NEW LANDSCAPEAlthough governments and international agencies continue to back the push–pull drug development model, there is growing support for new partnership arrangements that seek to expand drug research by reducing the financial risk for manufacturers. This approach has altered the landscape for developing new drugs to treat neglected diseases, according to an important study by researchers at the London School of Economics headed by Dr. Mary Moran, now based in Australia. Published in September 2005 by the Wellcome Trust (London, UK), the report documents how public–private partnerships (PPPs) in the last five years have spurred R&D on new treatments for third-world health conditions such as malaria, tuberculosis, leprosy, leishmaniais, schistosomiasis, dengue fever and others report available from email@example.com
While industry developed only a handful of new drugs to treat neglected diseases in the previous 25 years, Moran reports that from 2000 to 2004, partnerships involving large and small companies and nonprofit organizations launched 63 new research projects that should translate into nine or 10 new drugs by 2010. This investment has occurred largely outside normal government health funding programs, its support coming primarily from Gates, the Rockefeller Foundation, and other private donors.
In the 1990s, multinational pharma companies were closing down neglected disease research, according to Moran. Now pharma and biotech companies are investing their own resources in this area and joining PPPs, such as Medicines for Malaria Venture, the TB Alliance, Drugs for Neglected Diseases, and the Institute for One World Health (iOWH). Their participation may deflect criticism over industry's slow progress in addressing global life-threatening diseases, and also help manufacturers reach major emerging markets in India and China and tap their high-skilled researchers.
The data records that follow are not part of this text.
PR #1966, opened 2020-06-09
Define double floating point instructions for SuperH

smgoldade:
@VGKintsugi @mumbel @loudinthecloud

I noticed TODOs for most of the double point instructions in SuperH.
I needed them while working through some things, so I decided to implement them.

I don't know if there's a test suite or anything to add these to, as I've only tested with my local stuff.

Technically, we're not respecting any of the size or other flags for the FPU. I notice the SuperH4 processor does (and really I don't know why we keep SuperH4 separate from SuperH, we could probably share a lot between the many families of SuperH), but this one does not yet. I may work on getting that into this one as well.

This is my first PR, so looking for all the feedback I can get.

Thanks!

### DIFF
--- a/Ghidra/Processors/SuperH/data/languages/superh.sinc
+++ b/Ghidra/Processors/SuperH/data/languages/superh.sinc
@@ -2392,14 +2392,10 @@ define pcodeop Sleep_Standby;
 }
 
 # FSCHG                       1111001111111101 FPSCR.SZ = ~ FPSCR.SZ
-:fschg  is fop_00_15=0b1111001111111101
+:fschg  is fop_00_15=0b1111001111111101 [ fpscr_sz = fpscr_sz ^ fpscr_pr; globalset(inst_next,fpscr_sz); ]
 {
-    if ($(FPSCR_PR) == 0b0) goto <skip>;
-    $(FPSCR_SZ) = ~ $(FPSCR_SZ);
-    <skip>
 }
 
-# @if defined(FPU)
 @endif
 
 
--- a/Ghidra/Processors/SuperH/data/languages/superh.sinc
+++ b/Ghidra/Processors/SuperH/data/languages/superh.sinc
@@ -38,15 +38,16 @@ define register offset=0x200 size=8 [ dr0             dr2             dr4       
 # Floating-Point System Registers
 define register offset=0x300 size=4 [fpscr fpul];
 
-# FPSCR Flags (initial value = H'0004 0001)
-@define FP_RM       "fpscr[0,2]"
-@define FP_FLAG     "fpscr[2,5]"
-@define FP_ENABLE   "fpscr[7,5]"
-@define FP_CAUSE    "fpscr[12,6]"
-@define FP_DN       "fpscr[18,1]"
-@define FP_PR       "fpscr[19,1]"
-@define FP_SZ       "fpscr[20,1]"
-@define FP_QIS      "fpscr[22,1]"
+# Floating-Point Context Registers
+define context fpscr
+    fpscr_pr=        (19,19)
+    fpscr_sz=        (20,20)
+;
+
+# FPSCR Flags
+@define FPSCR_PR     "fpscr[19,1]"
+@define FPSCR_SZ     "fpscr[20,1]"
+
 
 @endif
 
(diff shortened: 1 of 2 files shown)


Ghidra/Processors/SuperH/data/languages/superh.sinc
```diff
@@ -2231,7 +2317,11 @@ define pcodeop Sleep_Standby;
     ffrn_08_11 = ffrn_08_11 - ffrm_04_07;
 }
 
-# TODO: FSUB DRm, DRn               1111nnn0mmm00001 DRn - DRm → DRn
+# FSUB DRm, DRn               1111nnn0mmm00001 DRn - DRm → DRn
+:fsub fdrm_05_07, fdrn_09_11    is fop_12_15=0b1111 & fdrn_09_11 & fop_08_08=0b0 & fdrm_05_07 & fop_04_04 = 0b0 & fop_00_03=0b0001
+{
+    fdrn_09_11 = fdrn_09_11 - fdrm_05_07;
```
mumbel, line 2323: `f-` right? vs `-`

Bugasu: Yes, good catch

Bugasu:
Alright, I've added the floating point context setup for proper disassembly of whether something is single or double floating point, as well as default values for them. 

I'm not 100% sure how they work with disassembly (like if the FPSCR is adjusted in realtime which would be unlikely outside of once for configuration I'd think),, but atleast adjusting the Processor options causes it to properly use either single or double precision and size as needed.

Ghidra/Processors/SuperH/data/languages/superh.sinc
```diff
@@ -2396,6 +2391,14 @@ define pcodeop Sleep_Standby;
     *:4 (rn_08_11) = fpul;
 }
 
+# FSCHG                       1111001111111101 FPSCR.SZ = ~ FPSCR.SZ
+:fschg  is fop_00_15=0b1111001111111101
+{
+    if ($(FPSCR_PR) == 0b0) goto <skip>;
+    $(FPSCR_SZ) = ~ $(FPSCR_SZ);
```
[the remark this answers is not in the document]
Bugasu: I've updated this, and I used a global context change operation to implement it. Without it, it appeared the disassembler ignored it entirely.

emteere:
If fpscr is a global state register, it most likely doesn't belong in the context register.  Context is generally used to carry around a flowing disassembly state like THUMB mode for ARM, or very tightly coupled flow of instructions.  It is used in other cases where nothing else will work.

If the value is set at the beginning of a function, or possibly initialized in a global setup (always single, or always double), it definitely shouldn't be in context.  You can default the state of the flag in the .pspec file so that it starts in single precision mode.

The decompiler will pickup on the setting of the fpscr register in the same function. However as you note, you can't use a normal register to match an instruction, so you would need to collapse the single and double instructions and have an "if (fpscr_sz)" type test to do double or single precision.
I don't normally like GOTO's in the pcode, especially internal ones, if they can be avoided.  The decompiler will pickup on the fpscr_sz setting and get rid of either the single or double related pcode.

I'm not against merging the two processor modules.  Using the same technique for taking care of floating point sizing would be one of the first steps.

mumbel:
Thanks for the insight @emteere    I didn't know the exact usage, was just trying to think if this would make it cleaner/more readable.    As an aside, how do you feel about contexts used for RO memory mapped registers?

emteere:
Essentially there really isn't much difference between memory and registers.  The real issues is they can get accessed through normal memory mechanism (base+offset, etc.) and as a register.  If they are read-only and have a value, you can initialize the value in the .pspec, or directly in the memory that the register is mapped onto.  Creating say a word data type there, and then setting the data setting to constant.  I've wanted to put that type of information into the .pspec.

Registers are special in that they can be named in the sleigh file and are treated slightly differently in code.  Any register that can be accessed by a register or indirectly almost has to be in memory.

It really depends on what you mean by RO, and what effect/side-effects occur because of that, and what difficulties are caused in the modeling/diassembly because of that effect.  Many things that are implicit in the processor might need to be modeled in the context.  In general I would not use context unless it was part of the disassembly process, especially for anything that might change from one program to the next, or that you might get wrong/need to change for your program.  Sometimes you are forced to use the context as was suggested here because you can't match on a register value. However once you disassemble the instruction, you have to clear it again to get a different affect from the register.  There are many exceptions, but I'd tend to try not to use context.

Can @mumbel give an example where you might want to use the context for a RO register?

mumbel:
Yeah, not sure why i called out memory mapped... you're right, that is unimportant to this use case.

I'm probably really overthinking this, but the `misa` register in RISCV lets you know which extensions are available.  I was thinking if it makes sense to include instructions based on that.  Of course you have to set in the pspec, so its not like it means too much anyways maybe.  And right now there is no overlap of the extensions, so logic breaking them apart may be useless (or even harmful in regards to processing/complexity/sla size)

https://github.com/mumbel/ghidra_riscv/blob/acd03b95eee157ef002f57f3412604f3e569988c/data/languages/riscv.reg.sinc#L568

https://github.com/mumbel/ghidra_riscv/blob/riscv/data/languages/RV32GC.pspec

and then wrap each of the .sinc with a big  `with RV<ext>=1`

emteere:
If you wanted to excise certain instructions out, and have only one .sla file, you could do it that way so that the context needs to have a bit set for that family of instructions (say vector).  I usually err on the side of put them all in if they collide, or use a configuration define in the .slaspec file.  With multiple compiled .sla variants.  Plus if there are added registers, then you can't get rid of those unless you use a .slaspec define conditional inclusion of the registers.

Reasoning is, you might have a library or binary that is meant to run on multiple processors and it might have the instructions for that extension family even if you are running on processor that doesn't have them.

The MIPS, and PPC have many collisions in instruction sets, so you do need it there.

Bugasu:
So in this case, I could do something based on FPSCR's state without a context register, but would I be able to have different mnemonics based on it? The mnemonics change depending on single vs double.

As well, technically the user can do a move to fpscr at anytime (or use the FSCHG operation) which would change the state. I don't know how likely that is, and examining a lot of binaries I deal with, it appears its usually setup one way or the other at the beginning of execution (probably a compiler directive of some sort). So it's possible to technically have BOTH in one executable, but I have no good example of it (and I doubt disassembly and analysis would figure it out, because it could be moved from arbitrary memory into FPSCR at any time). I'm not sure what the best way to handle it is given this. It could be handled without context I suppose, and the user could do a register value set when they know it changes (and what it changes to) and we can default it to single point (by far the most common), but I don't know if there's a way I can write the SLEIGH to have a variable mnemonic based on the mode. (Maybe using the ^ character there's a way I'm not thinking of)

Merging SuperH and SuperH4 is feasible I would think, but that's definitely for a different PR entirely, so I'll pretend I never mentioned it for my own sanity 😃

emteere:
Context is the only way to do it if the mnemonic changes.  It is really just accessing the fr registers as an 8byte quantity.

The implementation in the SH4 is sub-par in that respect, since it always displays the FRn register, and never the DRn register. and doesn't do the .s/.d in the mnemonic.  It does do the pcode OK.

Context really is the only way to get the effect.  If the FSCHG instruction is encountered and it changes the state, the context could be set so it would flow to any following instruction.  So this context bit should be flowing.
You can have the context set in the .pspec as you've done.

So you're right if you need the effect, then the only way to do it is context.

I imagine this wouldn't be switched back and forth as you mention, unless the software supports mixed float/double parameters/variables.  I suppose the right thing to do is get a compiler that supports float/double and see what code is generated.  I think the SH4 was tested with the pcode units.  If it was we'll have to check that binary since the tests have float/double.  It is possible we set it to one or the other...

emteere:
The only other option is to have the default with two bits and 00 means you get a warning instruction that says you must set it to one or the other and re-disassemble.

That said, it is floating point, and the simplest thing is default to floating point so there is no issue with register overlap.  The software should work either way, just not with as much precision.

I've been thinking that we need to have these context configuration bits that are set to a default called out in the initial import and also in a program configuration so that you can set the default for things like this.  For example ThumbMode.  The default is ARM, but if you want to set ThumbMode as the default you have to know to set the Thumb context all over the program memory space.  The configuration context/registers would show up specially in the import and in Program->Settings.

PR #1975, opened 2020-06-11
Add Armv8.5 BTI instruction

kohnakagawa:
Change SLEIGH files to disassemble [Armv8.5 BTI instruction](https://developer.arm.com/docs/ddi0596/latest/base-instructions-alphabetic-order/bti-branch-target-identification).

Sample executable that includes BTI instruction, disassembly result using objdump are attached as zip file.
[sample.zip](https://github.com/NationalSecurityAgency/ghidra/files/4773849/sample.zip)

Ghidra can disassemble BTI instruction properly as follows through this change.
bti


emteere:
Thanks for adding the instruction.  I took a look and it looks valid.

Also, there should be a large update to the AARCH64 architecture to support v8.5 instructions in about 3-4 weeks. I haven't evaluated it yet, so I can't say for sure if this instruction is included or give an exact time-frame.

kohnakagawa:
Thank you for your reply.

Sorry, I cannot figure out some points.

>Also, there should be a large update to the AARCH64 architecture to support v8.5 instructions in about 3-4 weeks
Why should it be supported in about 3-4 weeks?

If the support of AArch64 v8.5 instructions is not ongoing project in Ghidra development team, I would like to create the patch to support these instructions (not limited to Arm BTI). Is it OK?

emteere:
There is an update in process to the AARCH64 v8.5 instructions that is almost complete.  The core Ghidra team is not working on it.  I just got a status update on it last week. I have not seen it specifically or reviewed it.  When I saw your pull request I was concerned there would be overlap, so I queried them to see if they were actually working on it, and the state.

I'm willing to accept the pull request and merge at a later date, but wanted to make the community aware of the large body of work that is almost ready.

kohnakagawa:
@emteere
Sorry for slow response.

Since Ghidra version 9.2 has already supported [AARCH64 v8.5 instructions](https://github.com/NationalSecurityAgency/ghidra/blob/master/Ghidra/Processors/AARCH64/data/languages/AARCH64instructions.sinc#L3231-L3239), I close this pull-request.

Thank you for handle this issue.

PR #4479, opened 2022-07-29
Add include guards to decompiler C++ headers

ekilmer:
This prevents double-inclusion errors.

I followed the naming convention that other files used for the definition name (the name of the file without the `.hh` suffix).

### DIFF
--- a/Ghidra/Features/Decompiler/src/decompile/cpp/ifaceterm.hh
+++ b/Ghidra/Features/Decompiler/src/decompile/cpp/ifaceterm.hh
@@ -16,6 +16,9 @@
 /// \file ifaceterm.hh
 /// \brief Add some terminal capabilities to the command-line interface (IfaceStatus)
 
+#ifndef __IFACE_TERM__
+#define __IFACE_TERM__
+
 #include "interface.hh"
 
 #ifdef __TERMINAL__
@@ -48,3 +51,5 @@ public:
   virtual void popScript(void);
   virtual bool isStreamFinished(void) const;
 };
+
+#endif
--- a/Ghidra/Features/Decompiler/src/decompile/cpp/bfd_arch.hh
+++ b/Ghidra/Features/Decompiler/src/decompile/cpp/bfd_arch.hh
@@ -17,6 +17,9 @@
 /// \file bfd_arch.hh
 /// \brief Specific implementation of Architecture using GNU BFD libraries
 
+#ifndef __BFD_ARCH__
+#define __BFD_ARCH__
+
 #include "sleigh_arch.hh"
 #include "loadimage_bfd.hh"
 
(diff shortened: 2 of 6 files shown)


Ghidra/Features/Decompiler/src/decompile/cpp/ifaceterm.hh
```diff
@@ -16,6 +16,9 @@
 /// \file ifaceterm.hh
 /// \brief Add some terminal capabilities to the command-line interface (IfaceStatus)
 
+#ifndef __IFACE_TERM__
```
mumbel, line 19: Shouldn't have underscore

ekilmer: Hmmm. I did say the definition name was "the name of the file without the `.hh` suffix", but I also see that an existing file `ifacedecomp.hh` includes a space in the definition name https://github.com/NationalSecurityAgency/ghidra/blob/3aac7dae75b6f8cd60152086a778e1f9248ce9fb/Ghidra/Features/Decompiler/src/decompile/cpp/ifacedecomp.hh#L19-L20

It seems to me that removing the space would be best. And then I can make changes to other include guard definition names to make sure they are consistently the name of the file without `.hh` suffix.

ekilmer: Looking again, there are more than a few inconsistencies with the existing guard names, like `float.hh` as a particularly interesting example---the file was maybe renamed at some point from `floatformat.hh` to `float.hh` and forgot to update the guard name? I'm not sure where `CPUI_` comes from but it might have been a subdirectory where the file used to live?

https://github.com/NationalSecurityAgency/ghidra/blob/3aac7dae75b6f8cd60152086a778e1f9248ce9fb/Ghidra/Features/Decompiler/src/decompile/cpp/float.hh#L19-L20

ekilmer: @caheckman If you have a chance, would you be able to help resolve these naming inconsistencies and/or give some guidance on how you think I should proceed to make acceptable changes? Thank you.

ekilmer:
Added in https://github.com/NationalSecurityAgency/ghidra/commit/fe137f20f3f84323259e21268e5f68ef147217c0

dgutson:
@ekilmer was this PR superseded by the using one?

ekilmer:
> @ekilmer was this PR superseded by the using one?

The changes in this PR were included in commit https://github.com/NationalSecurityAgency/ghidra/commit/fe137f20f3f84323259e21268e5f68ef147217c0 and my "Removing header `using` decls" PR #5190 was also invalidated by that commit because upstream created the `ghidra` namespace, instead of removing the `using` decls.

PR #4485, opened 2022-07-31
Support for Z80 undocumented registers

Mistranger:
Not all instructions are implemented, but the ones that operate with IXL/IXH, IYL/IYH registers are now supported.


GhidorahRex (changes requested):
Overall it looks good. I think it would be worth also adding a TODO comment regarding the remaining undocumented instructions. For instance, 0xdd 0x8(0-4) add instructions. These are just duplicates of the main instructions that should be supported.

PR #4486, opened 2022-07-31
Ignore Doxygen generated Decompiler documentation

devnull850:


.gitignore
```diff
@@ -89,3 +89,6 @@ gradlew.*
 # Ignore logs and core dumps
 *.log
 core.*
+
+# Ignore Doxygen documentation
+*/*/*/*/*/doc
```
ryanmkurtz, line 94: This should really be moved into a `.gitignore` inside of the `Decompiler` module.

ryanmkurtz (changes requested):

In addition, a growing number of niche biotech companies regard PPPs as prime opportunities to expand research programs. R&D partnerships provide vehicles for small companies to parlay expertise in genomics, bioinformatics, and other innovative technologies into new development activities, as well as gain opportunities to license intellectual property to larger partners. Relatively small markets for many infectious diseases are similarly attractive to biotech firms as are those for orphan drug development in the US and Europe. And both pharma and biotech companies anticipate that these low-profit R&D efforts eventually may yield spin-off products with commercial value in the West.
REDUCING RESEARCH RISKS
A main feature of PPPs is to reduce the cost and risk of neglected disease drug development for manufacturers. The new research model adopts a "no profit–no loss" approach that reverses traditional clinical development strategies. Partnerships encourage manufacturers to be more involved in relatively low-cost, early-stage research to identify and run preliminary tests on promising compounds. The more expensive and risky process of conducting clinical trials and seeking product registration in multiple countries is assumed largely by the nonprofit partner, which has local research networks and experience navigating national regulatory requirements. In addition to expanding the number of research projects for neglected diseases, PPPs aim to identify those efforts best able to deliver low-cost products of high value to patients in developing countries.